O título menciona Al Capone, mas a canção costura uma série de referências históricas: Júlio César, Lampião, Jimi Hendrix, Frank Sinatra, Jesus Cristo e o próprio Capone são convocados como personagens em uma espécie de desfile alegórico onde todos caminham para o fracasso. Cada um, à sua maneira, representa figuras de poder ou rebeldia que acabaram derrotadas — pelo Estado, pela traição, pela dependência química, pela moral religiosa ou pela justiça fiscal.

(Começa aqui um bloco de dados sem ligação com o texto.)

PR #353, opened 2023-10-15
Shift request semaphore from blocking traffic source into traffic stream limiter for traffic replayer to throttle more directly

gregschohn:
### Description

(From the commit message. Notice that this should be based off of [PR-352](https://github.com/opensearch-project/opensearch-migrations/pull/352).  You can see just the commits against that base with [this link](https://github.com/opensearch-project/opensearch-migrations/pull/353/files/d715801c77644bcb98b56d8d7aed2829f380345d..32ec5293966c619abc22a9c4ab1f072a0a6ede1c))

* Category Enhancement. Bug fix
* Why these changes are required? To limit the amount of memory consumed so that during a spike, the replayer won't exhaust memory
* What is the old behavior before changes and new behavior after changes? If there were no bugs (see PR-354), the replayer could run with any replay rate/any number of messages being received from Kafka for even a single point in time and it still wouldn't hold more requests than the number specified at the command line, limiting its total memory footprint.  In other words, this will buffer less, make requests maybe more slowly (but probably not because we were likely limited anyway), and most importantly, NOT CRASH.

### Issues Resolved
Part of https://opensearch.atlassian.net/browse/MIGRATIONS-1392 and https://opensearch.atlassian.net/browse/MIGRATIONS-1352

### Testing

### Check List


TrafficCapture/trafficReplayer/src/main/java/org/opensearch/migrations/replay/TrafficReplayer.java
```diff
@@ -84,15 +85,25 @@ public TrafficReplayer(URI serverUri,
                            IAuthTransformerFactory authTransformerFactory,
                            boolean allowInsecureConnections)
             throws SSLException {
-        this(serverUri, authTransformerFactory, allowInsecureConnections, 1,
+        this(serverUri, authTransformerFactory, allowInsecureConnections, 0, 1024);
```
lewijacn, line 88: Why is numSendingThreads 0 here?

TrafficCapture/trafficReplayer/src/main/java/org/opensearch/migrations/replay/TrafficReplayer.java
```diff
@@ -397,24 +414,31 @@ void runReplayWithIOStreams(Duration observedPacketConnectionTimeout,
...
 
+            liveTrafficStreamLimiter.addWork(1);
             var requestPushFuture = transformAndSendRequest(replayEngine, request, requestKey);
             requestFutureMap.put(requestKey, requestPushFuture);
-            requestPushFuture.map(f->f.whenComplete((v,t)-> log.atTrace()
-                    .setMessage(()->"Summary response value for " + requestKey + " returned=" + v).log()),
+            liveRequests.put(requestKey, true);
+            requestPushFuture.map(f->f.whenComplete((v,t)->{
+                        liveRequests.remove(requestKey);
+                liveTrafficStreamLimiter.doneProcessing(1);
```
lewijacn, line 430: nit: Indentation looks off here

TrafficCapture/trafficReplayer/src/main/java/org/opensearch/migrations/replay/TrafficReplayer.java
```diff
@@ -397,24 +414,31 @@ void runReplayWithIOStreams(Duration observedPacketConnectionTimeout,
...
     }
 
+    ConcurrentHashMap<UniqueRequestKey, Boolean> liveRequests = new ConcurrentHashMap<>();
+
     private BiConsumer<UniqueRequestKey, HttpMessageAndTimestamp>
     getRecordedRequestReconstructCompleteHandler(ReplayEngine replayEngine) {
         return (requestKey, request) -> {
             replayEngine.setFirstTimestamp(request.getFirstPacketTimestamp());
 
+            liveTrafficStreamLimiter.addWork(1);
```
lewijacn, line 424: If we have allotted a max of 1024 concurrent requests which are all full, will we block right here until space becomes available?

TrafficCapture/trafficReplayer/src/main/java/org/opensearch/migrations/replay/TrafficReplayer.java
gregschohn: 0 tells netty to decide.  It will decide based upon the number of CPU cores that are on the host.

TrafficCapture/trafficReplayer/src/main/java/org/opensearch/migrations/replay/TrafficReplayer.java
gregschohn: I'm likely going to wait on this until I get checkstyle going on the whole repo.

TrafficCapture/trafficReplayer/src/main/java/org/opensearch/migrations/replay/TrafficReplayer.java
lewijacn: Okay and we have other logic to say we are at max concurrent requests with requests being blocked don't take in anymore Kafka records?

lewijacn (approved):

TrafficCapture/trafficReplayer/src/main/java/org/opensearch/migrations/replay/TrafficReplayer.java
gregschohn: addWork (from this callback) is run from within pullCaptureFromSourceToAccumulator, so blocking within the callback means that the entire accumulation thread is blocked.  pullCaptureFromSourceToAccumulator pulls from Kafka or any other producer.  The Kafka traffic source (& others) can only read an bounded number of requests with each call to readNextTrafficStreamChunk().  By blocking here, that puts necessary constraints on when we'll be bringing more captures/requests into the process.

PR #354, opened 2023-10-15
Update capture to use new protobuf fields to improve reliability and consistency between stream faults for the replayer

gregschohn:
### Description
Builds upon https://github.com/opensearch-project/opensearch-migrations/pull/353, so only the last commit has new changes.

* Category Enhancement, New features
* Why these changes are required? To provide more data within each TrafficStream object so that the replayer can work more reliably after picking up TrafficStreams from an index > 0.
* What is the old behavior before changes and new behavior after changes?  The capture proxy now _correctly_ writes some of the critical metadata that the replayer needs so that it won't drop messages.

### Issues Resolved
None

### Testing

### Check List


TrafficCapture/captureOffloader/src/main/java/org/opensearch/migrations/trafficcapture/StreamChannelConnectionCaptureSerializer.java
```diff
@@ -332,6 +342,9 @@ private void addSubstreamMessage(int captureFieldNumber, int dataFieldNumber, in
         }
         // Write data field
         writeByteBufferToCurrentStream(dataFieldNumber, byteBuffer);
+        if (captureFieldNumber == TrafficObservation.READ_FIELD_NUMBER) {
```
lewijacn, line 345: One concern about the placement here. This should work fine for non-segmented messages as far as I can tell. For segmented messages it may be obvious for us from the Replayer that this is a continuation but at least here we are not setting this `readObservationsAreWaitingForEom = true`. Is this something we are checking in the Replayer?

lewijacn (commented):
Looks good! One additional thing I was thinking about (doesn't have to be done now) is does this change the role of the ConditionallyReliableLoggingHttpRequestHandler class now? Since we are ensuring order now is this still relevant?

TrafficCapture/captureOffloader/src/main/java/org/opensearch/migrations/trafficcapture/StreamChannelConnectionCaptureSerializer.java
lewijacn: This can be ignored, even segmented messages enter this method

lewijacn: Separately from our discussion, we will probably need this if condition to have `TrafficObservation.READSEGMENT_FIELD_NUMBER` for segmented requests that enter here

gregschohn: Ahhh - here’s what I was thinking, though I think that I was wrong (I’ll write some tests).
If we get an observation that starts with a segment, we’re here because the message wasn’t big enough to fit within the available buffer.  I was thinking that that meant the PREVIOUS buffer, so that any traffic stream that started with a segment must mean that there were read bytes on the previous trafficStream.  However, we could have an observation bigger than our max TrafficStream size (10K message, 1K max size).  In that case, we’d need to segment the first message too - so we’d end up back in an ambiguous position.

lewijacn: Assuming we will cover this in a update somewhere else

lewijacn (approved):

TrafficCapture/captureOffloader/src/main/java/org/opensearch/migrations/trafficcapture/StreamChannelConnectionCaptureSerializer.java
gregschohn: I'm working on this within https://opensearch.atlassian.net/browse/MIGRATIONS-1379.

A ideia central é que todos esses personagens poderiam ter evitado seus destinos trágicos se tivessem simplesmente desistido. Hendrix é aconselhado a sair do palco, Jesus a abandonar a fé, Capone a largar o contrabando, Lampião a fugir antes de ter a cabeça exposta na feira. Segundo uma leitura proposta por Jayro Luna no ensaio "Linguagem, Mito e História em 'Al Capone' de Raul Seixas", Raul assume o papel de astrólogo — o que é afirmado literalmente no fim da música — e observa esses nomes como se estivesse vendo o destino deles já escrito, sugerindo a "retirada estratégica" como única forma de escapar do colapso.

Al Capone aparece como símbolo máximo da corrupção institucionalizada. Ele não foi preso por assassinatos ou tráfico, mas por sonegação de impostos. Raul transforma esse detalhe em ironia no refrão: "Já sabem do teu furo com o imposto de renda." Não há tentativa de glorificação do mafioso — ao contrário, há um riso de canto de boca diante do sistema que finge combater o crime, mas só reage quando ele ameaça sua própria estrutura.
Essa postura atravessa toda a letra: Raul não se coloca como juiz, tampouco como salvador. Ele é o profeta cínico, que diz já conhecer o desfecho de todos, mas também admite que seu papel não é intervir, apenas avisar. Ao dizer "eu sou astrólogo e conheço o princípio do fim", ele ironiza tanto os falsos guias quanto a crença popular em previsões prontas, muito comuns na televisão e nas revistas da época.

A salvação de Al Capone, portanto, não é literal. Raul não o exalta como herói, mas o coloca ao lado de figuras que viraram mitos pela tragédia. A única saída que oferece é parar antes da queda — e nesse gesto, revela que não há diferença entre heróis, santos e criminosos: todos podem ser consumidos pela máquina que os criou.